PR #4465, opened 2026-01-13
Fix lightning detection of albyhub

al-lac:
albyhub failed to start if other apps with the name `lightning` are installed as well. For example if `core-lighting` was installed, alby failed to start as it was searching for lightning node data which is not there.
==================================================
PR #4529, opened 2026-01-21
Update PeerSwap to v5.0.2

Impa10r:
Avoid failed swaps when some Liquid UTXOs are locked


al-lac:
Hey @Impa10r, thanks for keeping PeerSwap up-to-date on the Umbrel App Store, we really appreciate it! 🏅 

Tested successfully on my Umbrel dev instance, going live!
==================================================
| Prompt |
Note each line of the material holding "albyhub" and copy it out.

| Output for this task |
Fix lightning detection of albyhub
albyhub failed to start if other apps with the name `lightning` are installed as well. For example if `core-lighting` was installed, alby failed to start as it was searching for lightning node data which is not there.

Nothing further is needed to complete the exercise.